| Saved entries |
PR #3350, opened 2015-07-16
Bug 1177264 - Cache the available search filters much longer.

jezdez:
That should reduce the db queries a notch.


groovecoder:
Spot-check looks good; DjDT reports this eliminates 2 extra cache calls during typical document view.

PR #3353, opened 2015-07-21
Fix Bug 1184218: Tabzilla won't stay open

stephaniehobson:
Tabzilla is loading multiple times, changing the true/false evaluations back to this format stops it. Javascript FTW!


darkwing:
R+

PR #3354, opened 2015-07-21
Bug 1185627: MDN 10th anniversary zone styles

stephaniehobson:
Initial assets for 10th anniversary zone. Covers quotes, learn more buttons, inverted colour promos, hero image and headline.

Designs are here: https://bugzilla.mozilla.org/show_bug.cgi?id=1140601 (we're not going for 1:1 match).

Testing: 
1) Recreate [this zone page](https://developer.allizom.org/en-US/docs/MDN_at_ten) locally. 
2) Include the generated css file in the"styles" section of the zone configuration `@import url(/media/css/mdn10.css);`


darkwing:
I've completed this locally and it looks col!  Outside of ensuring the design looks good and the audio plays, what is the scope of this review?

One issue I have noticed is that the history page IFrame doesn't look good at mobile width.  Can we simply inject that content into the page instead of using an IFrame?

stephaniehobson:
@darkwing The history page is not connected to this PR.

darkwing:
R+!  Looks awesome, great work @stephaniehobson !

PR #3355, opened 2015-07-22
A couple of documentation tweaks

davehunt:


docs/tests-ui.rst
```diff
@@ -12,6 +12,7 @@ Installing Dependencies
 
 3. From the `tests/ui/` directory, use NPM or another package manager to install Intern::
 
+    mkdir node_modules
```
groovecoder: Weird. I didn't have to do this. :confused:

groovecoder:
Thanks @davehunt. Per [our contributing guidelines](https://github.com/mozilla/kuma/blob/master/CONTRIBUTING.md), can you prefix your commit messages with a bug number? For these kinds of docs/setup issues, I always (re-)use [Bug 957802 - Streamline new contributor setup](https://bugzilla.mozilla.org/show_bug.cgi?id=957802). E.g.:
```
bug 957802 - Fix Intern link
bug 957802 - Create node_modules directory to force local package install
```

docs/tests-ui.rst
darkwing: I'd prefer we left that out; `npm` is meant to create the directory if it's not there so you may need to configure your specific machine differently.

docs/tests-ui.rst
```diff
@@ -1,7 +1,7 @@
 Client-side Testing with Intern
 ===============================
 
-The client-side testing tool for the MDN front-end is `Intern <http://intern.io>`_, a Selenium WebDriver API which allows developers to write automated testing via JavaScript. Intern is an open source project created and maintained by `SitePen <http://sitepen.com>`_.
+The client-side testing tool for the MDN front-end is `Intern https://theintern.github.io/>`_, a Selenium WebDriver API which allows developers to write automated testing via JavaScript. Intern is an open source project created and maintained by `SitePen <http://sitepen.com>`_.
```
darkwing: Good catch, they moved the site since I started tests! :)

docs/tests-ui.rst
davehunt: Okay, I wonder why it wasn't created on my machine then.

davehunt:
Updated.

docs/tests-ui.rst
darkwing: Ooops, I think you're missing a `<` at the beginning of the link?

davehunt: Gah! Well spotted. Fixed now.

darkwing:
R+, thank you!

PR #3797, opened 2016-03-01
Fix Bug 1109941 - Remove SVG fonts

stephaniehobson:
SVG used to be in there for Opera but has a bug in Blackberry. Opera has improved their WOFF support and no longer supports SVG, for the sake of the Blackberry users we should remove them.

Testing:
Opens Sans here: https://developer.mozilla.org/en-US/docs/User:stephaniehobson:fonts
Milk here: https://developer.mozilla.org/en-US/promote
MozTT is used in Gaia and included here: https://developer.mozilla.org/en-US/docs/Mozilla/Firefox_OS/Firefox_OS_apps/Building_blocks/1.x/Button/Coding


willkg:
I made a thing to make these easier to test out:

http://people.mozilla.org/~wkahngreene/mdn/

I have no idea if something like that exists already, but I didn't see it anywhere.

willkg:
I compared the first two pages and they look identical. The third page isn't in the db dump from January and I can't figure out how to set it up right locally. I looked at everything with Firefox Dev Edition 46.0a2.

Travis is happy with this.

I think we should just land it and if there are issues we can figure those out in a future bug.

stephaniehobson:
I have one button each for switching to prod/stage/dev. I did not, however, go to the trouble of sharing my code >_<

stephaniehobson:
+1 to landing and sorting later. If I haven't left a comma out of place there should not be any problems in any of the browsers we have access to test in anyway.

willkg:
Merging!

PR #3798, opened 2016-03-01
Bug 994430 - Improve directory tree style

stephaniehobson:
Moved from image solution to CSS only solution and added some left padding.

Testing:
https://developer.mozilla.org/en-US/docs/User:wbamberg/directory-tree (and in RTL)


kuma/static/styles/components/content.styl
```diff
@@ -154,24 +154,46 @@ $table-blue = #d4dde4;
...
-        }
-    }
+            position: relative;
+
+            &:before,
+            &:after {
+                content: '';
+                position: absolute;
+                bidi-style(left, -15px, right, auto);
+                display: block;
```
willkg: Is there a style rule in MDN for having CSS properties be alphabetical?

willkg:
Other than that question, I think this looks great! r+

stephaniehobson:
Alphabetical properties are the only part of the mozorg coding guidelines we don't follow.

willkg:
Good to know. Merging!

| Work task |
In full and without error, restate the data.

| Answer to this task |
PR #3350, opened 2015-07-16
Bug 1177264 - Cache the available search filters much longer.

jezdez:
That should reduce the db queries a notch.


groovecoder:
Spot-check looks good; DjDT reports this eliminates 2 extra cache calls during typical document view.

PR #3353, opened 2015-07-21
Fix Bug 1184218: Tabzilla won't stay open

stephaniehobson:
Tabzilla is loading multiple times, changing the true/false evaluations back to this format stops it. Javascript FTW!


darkwing:
R+

PR #3354, opened 2015-07-21
Bug 1185627: MDN 10th anniversary zone styles

stephaniehobson:
Initial assets for 10th anniversary zone. Covers quotes, learn more buttons, inverted colour promos, hero image and headline.

Designs are here: https://bugzilla.mozilla.org/show_bug.cgi?id=1140601 (we're not going for 1:1 match).

Testing: 
1) Recreate [this zone page](https://developer.allizom.org/en-US/docs/MDN_at_ten) locally. 
2) Include the generated css file in the"styles" section of the zone configuration `@import url(/media/css/mdn10.css);`


darkwing:
I've completed this locally and it looks col!  Outside of ensuring the design looks good and the audio plays, what is the scope of this review?

One issue I have noticed is that the history page IFrame doesn't look good at mobile width.  Can we simply inject that content into the page instead of using an IFrame?

stephaniehobson:
@darkwing The history page is not connected to this PR.

darkwing:
R+!  Looks awesome, great work @stephaniehobson !

PR #3355, opened 2015-07-22
A couple of documentation tweaks

davehunt:


docs/tests-ui.rst
```diff
@@ -12,6 +12,7 @@ Installing Dependencies
 
 3. From the `tests/ui/` directory, use NPM or another package manager to install Intern::
 
+    mkdir node_modules
```
groovecoder: Weird. I didn't have to do this. :confused:

groovecoder:
Thanks @davehunt. Per [our contributing guidelines](https://github.com/mozilla/kuma/blob/master/CONTRIBUTING.md), can you prefix your commit messages with a bug number? For these kinds of docs/setup issues, I always (re-)use [Bug 957802 - Streamline new contributor setup](https://bugzilla.mozilla.org/show_bug.cgi?id=957802). E.g.:
```
bug 957802 - Fix Intern link
bug 957802 - Create node_modules directory to force local package install
```

docs/tests-ui.rst
darkwing: I'd prefer we left that out; `npm` is meant to create the directory if it's not there so you may need to configure your specific machine differently.

docs/tests-ui.rst
```diff
@@ -1,7 +1,7 @@
 Client-side Testing with Intern
 ===============================
 
-The client-side testing tool for the MDN front-end is `Intern <http://intern.io>`_, a Selenium WebDriver API which allows developers to write automated testing via JavaScript. Intern is an open source project created and maintained by `SitePen <http://sitepen.com>`_.
+The client-side testing tool for the MDN front-end is `Intern https://theintern.github.io/>`_, a Selenium WebDriver API which allows developers to write automated testing via JavaScript. Intern is an open source project created and maintained by `SitePen <http://sitepen.com>`_.
```
darkwing: Good catch, they moved the site since I started tests! :)

docs/tests-ui.rst
davehunt: Okay, I wonder why it wasn't created on my machine then.

davehunt:
Updated.

docs/tests-ui.rst
darkwing: Ooops, I think you're missing a `<` at the beginning of the link?

davehunt: Gah! Well spotted. Fixed now.

darkwing:
R+, thank you!

PR #3797, opened 2016-03-01
Fix Bug 1109941 - Remove SVG fonts

stephaniehobson:
SVG used to be in there for Opera but has a bug in Blackberry. Opera has improved their WOFF support and no longer supports SVG, for the sake of the Blackberry users we should remove them.

Testing:
Opens Sans here: https://developer.mozilla.org/en-US/docs/User:stephaniehobson:fonts
Milk here: https://developer.mozilla.org/en-US/promote
MozTT is used in Gaia and included here: https://developer.mozilla.org/en-US/docs/Mozilla/Firefox_OS/Firefox_OS_apps/Building_blocks/1.x/Button/Coding


willkg:
I made a thing to make these easier to test out:

http://people.mozilla.org/~wkahngreene/mdn/

I have no idea if something like that exists already, but I didn't see it anywhere.

willkg:
I compared the first two pages and they look identical. The third page isn't in the db dump from January and I can't figure out how to set it up right locally. I looked at everything with Firefox Dev Edition 46.0a2.

Travis is happy with this.

I think we should just land it and if there are issues we can figure those out in a future bug.

stephaniehobson:
I have one button each for switching to prod/stage/dev. I did not, however, go to the trouble of sharing my code >_<

stephaniehobson:
+1 to landing and sorting later. If I haven't left a comma out of place there should not be any problems in any of the browsers we have access to test in anyway.

willkg:
Merging!

PR #3798, opened 2016-03-01
Bug 994430 - Improve directory tree style

stephaniehobson:
Moved from image solution to CSS only solution and added some left padding.

Testing:
https://developer.mozilla.org/en-US/docs/User:wbamberg/directory-tree (and in RTL)


kuma/static/styles/components/content.styl
```diff
@@ -154,24 +154,46 @@ $table-blue = #d4dde4;
...
-        }
-    }
+            position: relative;
+
+            &:before,
+            &:after {
+                content: '';
+                position: absolute;
+                bidi-style(left, -15px, right, auto);
+                display: block;
```
willkg: Is there a style rule in MDN for having CSS properties be alphabetical?

willkg:
Other than that question, I think this looks great! r+

stephaniehobson:
Alphabetical properties are the only part of the mozorg coding guidelines we don't follow.

willkg:
Good to know. Merging!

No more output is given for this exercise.